This series was origionaly posted on Cattle Call in early summer 2011. It is very important cattle producers grasp this. NCBA edited some stuff out of the origional I submitted to them. Part 1 is more of an intro, part 2 is where the good stuff is
Supply and demand is a natural law. It rules socialist and capitalist economies and is as natural as gravity. The law states that scarcity is the driving force of nature. The scarcer a commodity is the more we value it, and the more abundant it is the less we value it.
The law of supply says that as prices rise suppliers will produce more of it
The law of demand says that as the prices rise the consumer will demand less of it.
What this means is high prices are always working to produce lower prices. Conversely, low prices increase demand while at the same time discouraging increased production. Today’s price level is always working to create the opposite. The easy conclusion to draw here is to buy low and sell high. (like anybody can time the market like that) To make a profit you must learn to move in the opposite direction of the current market situation.

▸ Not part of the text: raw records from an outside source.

PR #280, opened 2021-12-08
fix: add pickling support to proto messages

### LINKED ISSUE #162: Proto Plus messages are not pickleable
From https://github.com/googleapis/python-iot/issues/42

```py
class Composer(proto.Message):
    given_name = proto.Field(proto.STRING, number=1)
    family_name = proto.Field(proto.STRING, number=2)

composer = Composer(given_name="Johannes", family_name="Bach")
pickled_composer = pickle.dumps(composer)
```

```
  File "<stdin>", line 1, in <module>
_pickle.PicklingError: Can't pickle <class 'Composer'>: it's not the same object as __main__.Composer
```

The current recommendation is to serialize to bytes. https://proto-plus-python.readthedocs.io/en/latest/reference/message.html

tseaver:
FBO of frameworks such as Apache Beam, which use them for sharing
state between trusted hosts.

Closes #260.

### DIFF
--- a/docs/messages.rst
+++ b/docs/messages.rst
@@ -246,8 +246,11 @@ already allows construction from mapping types.
 
 .. note::
 
-   Protobuf messages **CANNOT** be safely pickled or unpickled. This has serious consequences for programs that use multiprocessing or write messages to files.
-   The preferred mechanism for serializing proto messages is :meth:`~.Message.serialize`.
+   Although Python's pickling protocol has known issues when used with
+   untrusted collaborators, some frameworks do use it for communication
+   between trusted hosts.  To support such frameworks, protobuf messages
+   **can** be pickled and unpickled, although the preferred mechanism for
+   serializing proto messages is :meth:`~.Message.serialize`.
 
    Multiprocessing example:
 
--- a/proto/message.py
+++ b/proto/message.py
@@ -642,6 +642,16 @@ class Message(metaclass=MessageMeta):
         if pb_value is not None:
             self._pb.MergeFrom(self._meta.pb(**{key: pb_value}))
 
+    def __getstate__(self):
+        """Serialize for pickling."""
+        return self._pb.SerializeToString()
+
+    def __setstate__(self, value):
+        """Deserialization for pickling."""
+        new_pb = self._meta.pb().FromString(value)
+        super().__setattr__("_pb", new_pb)
+
+
 
 class _MessageInfo:
     """Metadata about a message.
--- a/proto/message.py
+++ b/proto/message.py
@@ -652,7 +652,6 @@ class Message(metaclass=MessageMeta):
         super().__setattr__("_pb", new_pb)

An example of this would be the feeder market. A couple months ago, peeps could not buy enough six to nine weight cattle. They HAD to have them because the “smart” people were talking about how small the cow herd is and how tight supply will be. Then bang, we find out placements are way high right now because of the cattle that left the drought regions of the U.S. These guys bought up as many cattle they could at inflated prices because they were told supply would be tight and they thought the price of fats would go higher. Betting on the come is gambling. Now these guys are scurrying around wondering about what they should do. I bet they are the same guys that shorted the cattle market last fall and got hit with huge margin calls. (that is the type of bet I make) So the example of going against the current situation, is I was the guy selling the six and seven weight cattle. Knowledge and marketing skill is what makes me profitable.
So what can you learn from all this? Supply should not be confused with availability. The word supply is commonly used to mean the long term amount. So we can have the second largest supply of placements in history, (which was reported by the “smart” people but a look back into history will show a number of years of higher placements) but that does no good to us if they are all five weights. Available supply is the amount that is readily obtainable. The confusion surrounding supply is what can lead to “pipeline shortages”, and people are often tricked into long term decisions based on short term price rises. This is why cattle on feed reports are totally meaningless. People with the proper marketing skills know this.
In a long production cycle such as the cattle biz we have a confusing act to deal with called “lag”. An example of lag, is in order to produce more beef we must first produce less by withholding heifers from harvest. Or to produce less beef we must first produce more by sending cows to harvest. As I stated earlier we are always creating our opposite.
The price that currently exists for any commodity will not be the price that will exist tomorrow. So any profit that is obtained through increased production will be temporary, if it is achieved through an increase in underlying fixed costs. The result is the inevitable cost-price squeeze.